(Beginning of Exercise data)

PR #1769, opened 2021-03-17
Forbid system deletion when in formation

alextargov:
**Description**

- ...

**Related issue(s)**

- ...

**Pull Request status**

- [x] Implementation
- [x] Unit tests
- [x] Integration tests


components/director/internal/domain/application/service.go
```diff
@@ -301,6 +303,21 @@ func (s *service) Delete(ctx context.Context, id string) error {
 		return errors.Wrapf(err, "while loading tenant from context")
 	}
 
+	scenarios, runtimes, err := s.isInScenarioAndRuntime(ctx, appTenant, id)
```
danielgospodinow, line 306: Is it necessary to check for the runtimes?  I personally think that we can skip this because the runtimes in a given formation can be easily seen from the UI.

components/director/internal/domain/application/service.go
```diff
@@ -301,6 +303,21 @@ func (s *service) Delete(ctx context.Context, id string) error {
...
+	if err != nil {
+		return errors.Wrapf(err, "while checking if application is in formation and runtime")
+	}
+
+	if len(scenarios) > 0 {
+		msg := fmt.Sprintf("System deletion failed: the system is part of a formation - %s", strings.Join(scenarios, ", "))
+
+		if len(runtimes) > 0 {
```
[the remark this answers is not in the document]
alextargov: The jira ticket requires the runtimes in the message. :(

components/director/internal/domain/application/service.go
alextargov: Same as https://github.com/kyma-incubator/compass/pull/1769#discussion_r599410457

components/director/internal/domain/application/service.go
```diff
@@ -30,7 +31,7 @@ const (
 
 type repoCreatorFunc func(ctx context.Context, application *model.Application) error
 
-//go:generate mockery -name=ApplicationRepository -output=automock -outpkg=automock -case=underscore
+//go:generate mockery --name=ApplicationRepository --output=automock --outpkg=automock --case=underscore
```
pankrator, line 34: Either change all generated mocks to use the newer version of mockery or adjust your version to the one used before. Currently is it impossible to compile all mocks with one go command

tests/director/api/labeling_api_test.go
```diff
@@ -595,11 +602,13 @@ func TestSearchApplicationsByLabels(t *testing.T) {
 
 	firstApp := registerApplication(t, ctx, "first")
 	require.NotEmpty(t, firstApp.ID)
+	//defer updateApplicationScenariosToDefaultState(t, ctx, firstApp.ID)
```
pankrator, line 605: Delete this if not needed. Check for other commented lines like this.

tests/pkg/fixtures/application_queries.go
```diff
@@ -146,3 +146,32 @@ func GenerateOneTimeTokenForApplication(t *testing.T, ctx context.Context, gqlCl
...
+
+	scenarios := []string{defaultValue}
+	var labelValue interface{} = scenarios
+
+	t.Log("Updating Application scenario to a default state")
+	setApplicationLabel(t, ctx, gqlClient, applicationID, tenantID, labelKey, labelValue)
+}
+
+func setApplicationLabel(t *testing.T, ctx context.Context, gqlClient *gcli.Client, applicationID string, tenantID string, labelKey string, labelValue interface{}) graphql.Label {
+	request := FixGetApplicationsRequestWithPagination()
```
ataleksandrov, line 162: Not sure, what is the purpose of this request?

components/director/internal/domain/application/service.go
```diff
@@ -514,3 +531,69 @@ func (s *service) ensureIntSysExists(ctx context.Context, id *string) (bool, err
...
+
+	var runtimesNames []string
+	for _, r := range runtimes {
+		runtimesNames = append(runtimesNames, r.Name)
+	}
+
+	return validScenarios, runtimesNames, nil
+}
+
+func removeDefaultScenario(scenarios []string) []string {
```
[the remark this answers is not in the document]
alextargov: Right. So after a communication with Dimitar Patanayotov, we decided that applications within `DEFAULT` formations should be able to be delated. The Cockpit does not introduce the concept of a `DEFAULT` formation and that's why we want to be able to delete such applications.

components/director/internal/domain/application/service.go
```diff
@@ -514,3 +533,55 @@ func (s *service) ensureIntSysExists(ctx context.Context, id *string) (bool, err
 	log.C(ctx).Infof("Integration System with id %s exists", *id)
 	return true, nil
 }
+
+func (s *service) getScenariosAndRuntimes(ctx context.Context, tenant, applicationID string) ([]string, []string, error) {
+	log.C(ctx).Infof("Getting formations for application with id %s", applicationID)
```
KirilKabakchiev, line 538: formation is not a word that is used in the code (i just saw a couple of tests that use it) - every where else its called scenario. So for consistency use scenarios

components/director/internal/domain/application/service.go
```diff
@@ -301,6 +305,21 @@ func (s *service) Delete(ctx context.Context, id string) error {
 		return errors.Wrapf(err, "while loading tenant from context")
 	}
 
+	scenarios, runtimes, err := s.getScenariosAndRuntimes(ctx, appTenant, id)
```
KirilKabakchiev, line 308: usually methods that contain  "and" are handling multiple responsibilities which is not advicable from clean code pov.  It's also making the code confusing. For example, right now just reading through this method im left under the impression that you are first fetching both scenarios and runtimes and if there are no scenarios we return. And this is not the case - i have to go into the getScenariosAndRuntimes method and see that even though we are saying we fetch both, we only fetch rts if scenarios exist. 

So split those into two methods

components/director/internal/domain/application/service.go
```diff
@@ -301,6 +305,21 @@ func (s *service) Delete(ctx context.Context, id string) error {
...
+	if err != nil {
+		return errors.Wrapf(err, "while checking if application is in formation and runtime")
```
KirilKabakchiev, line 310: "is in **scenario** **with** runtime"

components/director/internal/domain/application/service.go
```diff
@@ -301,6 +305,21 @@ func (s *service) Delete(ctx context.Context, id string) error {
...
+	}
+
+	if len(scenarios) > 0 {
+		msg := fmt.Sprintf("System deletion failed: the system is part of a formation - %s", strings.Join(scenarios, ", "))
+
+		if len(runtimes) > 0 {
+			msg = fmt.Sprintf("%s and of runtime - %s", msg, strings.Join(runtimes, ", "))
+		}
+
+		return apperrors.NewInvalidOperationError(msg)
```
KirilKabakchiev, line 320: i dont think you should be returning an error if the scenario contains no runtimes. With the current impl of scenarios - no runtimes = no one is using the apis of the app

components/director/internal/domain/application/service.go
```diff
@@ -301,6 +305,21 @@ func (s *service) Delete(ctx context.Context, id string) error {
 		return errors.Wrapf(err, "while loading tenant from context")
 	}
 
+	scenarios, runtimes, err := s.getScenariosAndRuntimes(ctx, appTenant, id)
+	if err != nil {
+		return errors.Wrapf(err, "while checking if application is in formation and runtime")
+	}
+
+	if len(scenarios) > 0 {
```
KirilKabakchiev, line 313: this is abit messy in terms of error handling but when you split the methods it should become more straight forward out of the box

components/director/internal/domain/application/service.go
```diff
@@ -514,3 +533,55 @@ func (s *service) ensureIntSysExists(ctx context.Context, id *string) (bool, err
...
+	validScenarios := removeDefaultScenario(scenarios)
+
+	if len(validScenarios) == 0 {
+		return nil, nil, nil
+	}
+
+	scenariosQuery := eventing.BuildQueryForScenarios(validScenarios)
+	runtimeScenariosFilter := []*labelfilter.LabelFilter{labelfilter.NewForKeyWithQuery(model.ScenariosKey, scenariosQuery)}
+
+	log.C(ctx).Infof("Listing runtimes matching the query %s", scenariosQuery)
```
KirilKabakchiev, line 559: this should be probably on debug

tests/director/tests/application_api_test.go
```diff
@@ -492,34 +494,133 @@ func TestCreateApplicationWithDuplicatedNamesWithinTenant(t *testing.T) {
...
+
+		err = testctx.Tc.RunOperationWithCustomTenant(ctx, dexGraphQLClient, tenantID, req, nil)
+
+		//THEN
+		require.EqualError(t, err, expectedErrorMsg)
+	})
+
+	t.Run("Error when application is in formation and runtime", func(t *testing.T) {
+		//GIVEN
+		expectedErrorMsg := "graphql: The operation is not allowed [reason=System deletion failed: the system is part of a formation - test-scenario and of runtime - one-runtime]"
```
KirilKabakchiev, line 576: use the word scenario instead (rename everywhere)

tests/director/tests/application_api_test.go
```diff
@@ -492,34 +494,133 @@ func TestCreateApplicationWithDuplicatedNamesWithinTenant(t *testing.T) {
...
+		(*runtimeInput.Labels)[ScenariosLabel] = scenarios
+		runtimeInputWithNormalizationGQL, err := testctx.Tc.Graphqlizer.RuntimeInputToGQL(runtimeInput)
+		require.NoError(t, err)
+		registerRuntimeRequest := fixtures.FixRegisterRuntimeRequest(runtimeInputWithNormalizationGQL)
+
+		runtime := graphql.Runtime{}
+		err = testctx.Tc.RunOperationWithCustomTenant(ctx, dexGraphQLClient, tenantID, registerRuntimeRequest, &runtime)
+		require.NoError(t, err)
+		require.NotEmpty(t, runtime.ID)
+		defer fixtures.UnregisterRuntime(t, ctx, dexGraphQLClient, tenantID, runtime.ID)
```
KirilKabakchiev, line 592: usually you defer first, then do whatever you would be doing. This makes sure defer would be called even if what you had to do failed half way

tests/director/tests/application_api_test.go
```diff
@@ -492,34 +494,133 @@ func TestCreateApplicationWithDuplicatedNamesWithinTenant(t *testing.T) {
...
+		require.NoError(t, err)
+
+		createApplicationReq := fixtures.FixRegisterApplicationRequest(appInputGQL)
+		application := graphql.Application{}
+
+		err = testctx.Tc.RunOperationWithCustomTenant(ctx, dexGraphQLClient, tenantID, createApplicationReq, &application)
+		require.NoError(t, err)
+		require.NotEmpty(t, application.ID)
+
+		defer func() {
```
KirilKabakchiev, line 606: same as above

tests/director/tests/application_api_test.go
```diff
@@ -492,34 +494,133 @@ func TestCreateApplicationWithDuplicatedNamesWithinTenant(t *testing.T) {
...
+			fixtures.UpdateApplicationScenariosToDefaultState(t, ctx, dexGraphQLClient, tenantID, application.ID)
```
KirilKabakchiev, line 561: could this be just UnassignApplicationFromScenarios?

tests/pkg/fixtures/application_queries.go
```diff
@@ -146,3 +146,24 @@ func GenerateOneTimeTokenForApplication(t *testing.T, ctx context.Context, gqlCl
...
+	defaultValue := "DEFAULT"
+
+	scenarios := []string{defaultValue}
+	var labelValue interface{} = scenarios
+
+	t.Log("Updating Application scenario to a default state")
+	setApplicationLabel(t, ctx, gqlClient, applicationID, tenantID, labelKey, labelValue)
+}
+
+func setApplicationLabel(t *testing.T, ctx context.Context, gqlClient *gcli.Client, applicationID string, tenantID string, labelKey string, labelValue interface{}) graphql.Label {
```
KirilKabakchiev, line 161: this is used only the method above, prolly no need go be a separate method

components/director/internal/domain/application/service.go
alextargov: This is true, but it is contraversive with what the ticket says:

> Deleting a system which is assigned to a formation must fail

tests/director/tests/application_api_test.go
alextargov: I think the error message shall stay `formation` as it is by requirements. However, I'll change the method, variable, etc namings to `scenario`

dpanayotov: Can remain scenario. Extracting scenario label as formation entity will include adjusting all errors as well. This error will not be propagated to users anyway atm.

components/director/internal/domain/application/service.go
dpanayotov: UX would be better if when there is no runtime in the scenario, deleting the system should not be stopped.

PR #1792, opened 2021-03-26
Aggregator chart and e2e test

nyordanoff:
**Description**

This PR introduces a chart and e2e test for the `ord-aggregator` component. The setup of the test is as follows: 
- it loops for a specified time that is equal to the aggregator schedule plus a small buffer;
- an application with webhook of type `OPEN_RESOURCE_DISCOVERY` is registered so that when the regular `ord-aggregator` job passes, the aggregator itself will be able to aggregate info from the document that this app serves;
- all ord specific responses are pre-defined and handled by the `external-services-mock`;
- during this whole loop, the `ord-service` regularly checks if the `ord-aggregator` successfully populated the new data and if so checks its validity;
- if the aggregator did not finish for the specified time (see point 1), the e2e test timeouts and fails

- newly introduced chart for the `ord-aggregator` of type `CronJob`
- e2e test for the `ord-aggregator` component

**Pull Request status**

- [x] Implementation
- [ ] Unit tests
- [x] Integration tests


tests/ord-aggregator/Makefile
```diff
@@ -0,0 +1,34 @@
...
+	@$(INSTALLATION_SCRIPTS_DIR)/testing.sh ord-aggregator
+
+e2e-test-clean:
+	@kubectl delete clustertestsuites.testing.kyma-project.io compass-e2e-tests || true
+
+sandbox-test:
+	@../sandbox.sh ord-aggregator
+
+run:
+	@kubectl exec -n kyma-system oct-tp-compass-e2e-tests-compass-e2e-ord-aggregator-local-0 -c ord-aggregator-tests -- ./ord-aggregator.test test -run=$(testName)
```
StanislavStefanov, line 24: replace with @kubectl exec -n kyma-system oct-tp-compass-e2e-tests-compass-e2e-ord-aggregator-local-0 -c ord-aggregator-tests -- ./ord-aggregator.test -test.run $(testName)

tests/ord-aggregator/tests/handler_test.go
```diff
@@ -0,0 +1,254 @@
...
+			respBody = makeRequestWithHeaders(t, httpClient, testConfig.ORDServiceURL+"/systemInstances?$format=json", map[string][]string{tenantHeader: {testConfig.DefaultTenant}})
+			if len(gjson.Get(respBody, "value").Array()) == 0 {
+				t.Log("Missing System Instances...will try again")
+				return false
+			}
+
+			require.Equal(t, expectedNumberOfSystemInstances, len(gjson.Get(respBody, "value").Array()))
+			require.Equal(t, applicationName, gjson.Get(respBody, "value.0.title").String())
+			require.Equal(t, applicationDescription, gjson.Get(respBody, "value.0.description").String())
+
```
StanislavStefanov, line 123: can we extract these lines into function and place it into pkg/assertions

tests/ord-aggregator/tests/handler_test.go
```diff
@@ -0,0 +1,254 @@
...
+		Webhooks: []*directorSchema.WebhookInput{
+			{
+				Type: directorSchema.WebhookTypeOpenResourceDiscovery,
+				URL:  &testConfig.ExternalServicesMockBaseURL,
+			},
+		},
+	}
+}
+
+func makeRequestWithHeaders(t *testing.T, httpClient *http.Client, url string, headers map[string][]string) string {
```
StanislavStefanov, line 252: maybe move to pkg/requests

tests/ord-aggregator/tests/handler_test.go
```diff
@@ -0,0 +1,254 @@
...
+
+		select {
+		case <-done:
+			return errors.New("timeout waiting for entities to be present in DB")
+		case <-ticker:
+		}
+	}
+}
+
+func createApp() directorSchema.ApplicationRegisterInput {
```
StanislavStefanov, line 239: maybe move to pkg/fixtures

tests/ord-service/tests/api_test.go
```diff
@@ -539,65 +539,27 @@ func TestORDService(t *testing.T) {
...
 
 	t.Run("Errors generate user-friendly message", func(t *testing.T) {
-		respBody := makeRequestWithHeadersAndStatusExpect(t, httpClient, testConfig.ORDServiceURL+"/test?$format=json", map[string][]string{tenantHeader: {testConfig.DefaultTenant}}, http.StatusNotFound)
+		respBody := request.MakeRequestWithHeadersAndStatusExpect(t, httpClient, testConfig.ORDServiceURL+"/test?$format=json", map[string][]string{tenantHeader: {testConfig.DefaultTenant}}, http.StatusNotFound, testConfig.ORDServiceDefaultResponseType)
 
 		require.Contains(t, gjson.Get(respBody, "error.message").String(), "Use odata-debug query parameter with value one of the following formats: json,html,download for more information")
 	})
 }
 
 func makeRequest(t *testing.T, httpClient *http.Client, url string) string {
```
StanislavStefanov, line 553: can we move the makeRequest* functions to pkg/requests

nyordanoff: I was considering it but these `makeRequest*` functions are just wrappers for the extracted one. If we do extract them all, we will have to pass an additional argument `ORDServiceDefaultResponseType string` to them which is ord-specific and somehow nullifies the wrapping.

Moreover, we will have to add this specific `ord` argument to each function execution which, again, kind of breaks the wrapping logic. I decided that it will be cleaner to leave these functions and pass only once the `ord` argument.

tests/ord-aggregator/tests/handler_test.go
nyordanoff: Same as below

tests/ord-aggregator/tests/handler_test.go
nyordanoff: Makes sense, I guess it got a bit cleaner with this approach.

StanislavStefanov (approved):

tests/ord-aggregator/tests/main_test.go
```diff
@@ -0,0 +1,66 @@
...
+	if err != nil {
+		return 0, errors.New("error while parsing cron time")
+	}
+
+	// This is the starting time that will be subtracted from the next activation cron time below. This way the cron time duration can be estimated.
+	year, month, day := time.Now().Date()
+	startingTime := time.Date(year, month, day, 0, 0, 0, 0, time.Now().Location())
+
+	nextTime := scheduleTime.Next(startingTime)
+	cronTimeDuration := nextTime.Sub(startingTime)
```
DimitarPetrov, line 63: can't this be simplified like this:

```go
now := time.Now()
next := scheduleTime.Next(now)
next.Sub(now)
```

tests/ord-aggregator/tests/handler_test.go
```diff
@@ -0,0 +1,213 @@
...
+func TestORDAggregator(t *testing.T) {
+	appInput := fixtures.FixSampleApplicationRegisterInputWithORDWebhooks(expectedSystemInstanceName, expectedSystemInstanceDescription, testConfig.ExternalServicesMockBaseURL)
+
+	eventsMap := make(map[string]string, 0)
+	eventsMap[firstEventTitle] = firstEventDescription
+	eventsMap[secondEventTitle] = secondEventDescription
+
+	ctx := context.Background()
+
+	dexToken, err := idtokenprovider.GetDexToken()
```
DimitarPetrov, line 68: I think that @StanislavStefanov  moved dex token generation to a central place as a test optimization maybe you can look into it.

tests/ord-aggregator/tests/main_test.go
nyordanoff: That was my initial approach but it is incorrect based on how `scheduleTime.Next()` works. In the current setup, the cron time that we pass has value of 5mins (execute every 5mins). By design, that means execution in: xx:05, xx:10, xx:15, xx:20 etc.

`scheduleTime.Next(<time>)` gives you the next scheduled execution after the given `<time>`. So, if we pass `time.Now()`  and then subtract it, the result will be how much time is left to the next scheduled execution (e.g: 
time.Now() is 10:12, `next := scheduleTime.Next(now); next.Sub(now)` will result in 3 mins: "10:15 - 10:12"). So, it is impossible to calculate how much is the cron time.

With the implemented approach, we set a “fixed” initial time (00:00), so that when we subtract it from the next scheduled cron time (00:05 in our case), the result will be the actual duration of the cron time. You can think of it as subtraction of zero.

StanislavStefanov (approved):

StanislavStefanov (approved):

(End of Exercise data)

Task:
Look through the entries above. Copy each line in which the string "outpkg" occurs.

Result for this task:
-//go:generate mockery -name=ApplicationRepository -output=automock -outpkg=automock -case=underscore
+//go:generate mockery --name=ApplicationRepository --output=automock --outpkg=automock --case=underscore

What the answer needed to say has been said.